> **Work task**
As you look over the data below, please find each line where the word "retry" appears, then copy it.

________

PR #2490, opened 2026-03-14
add retry to test_simple in domain expiration scanner to handle WHOIS flakiness

vishnudathks:
Fixes part of #2465.
test_simple in test_domain_expiration_scanner.py calls perform_whois_or_sleep which makes a live external WHOIS request for google.com with no retry logic. WHOIS servers can be slow or rate-limit requests causing random test failures. Adding @retry(tries=3, delay=10) gives the test three attempts with a 10-second gap between them.

### DIFF
--- a/test/modules/test_domain_expiration_scanner.py
+++ b/test/modules/test_domain_expiration_scanner.py
@@ -3,6 +3,7 @@ from test.base import ArtemisModuleTestCase
 from unittest.mock import patch
 
 from karton.core import Task
+from retry import retry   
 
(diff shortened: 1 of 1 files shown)


kazet:
did you observer flakiness of this test on real CI runs?

vishnudathks:
I haven't observed it in CI logs directly, but WHOIS servers are known to rate-limit . happy to revert if you feel it's unnecessary.

kadewu:
Closing as we are not observing flaky behavior of this test.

________

> **Completed exercise**
add retry to test_simple in domain expiration scanner to handle WHOIS flakiness
test_simple in test_domain_expiration_scanner.py calls perform_whois_or_sleep which makes a live external WHOIS request for google.com with no retry logic. WHOIS servers can be slow or rate-limit requests causing random test failures. Adding @retry(tries=3, delay=10) gives the test three attempts with a 10-second gap between them.
+from retry import retry   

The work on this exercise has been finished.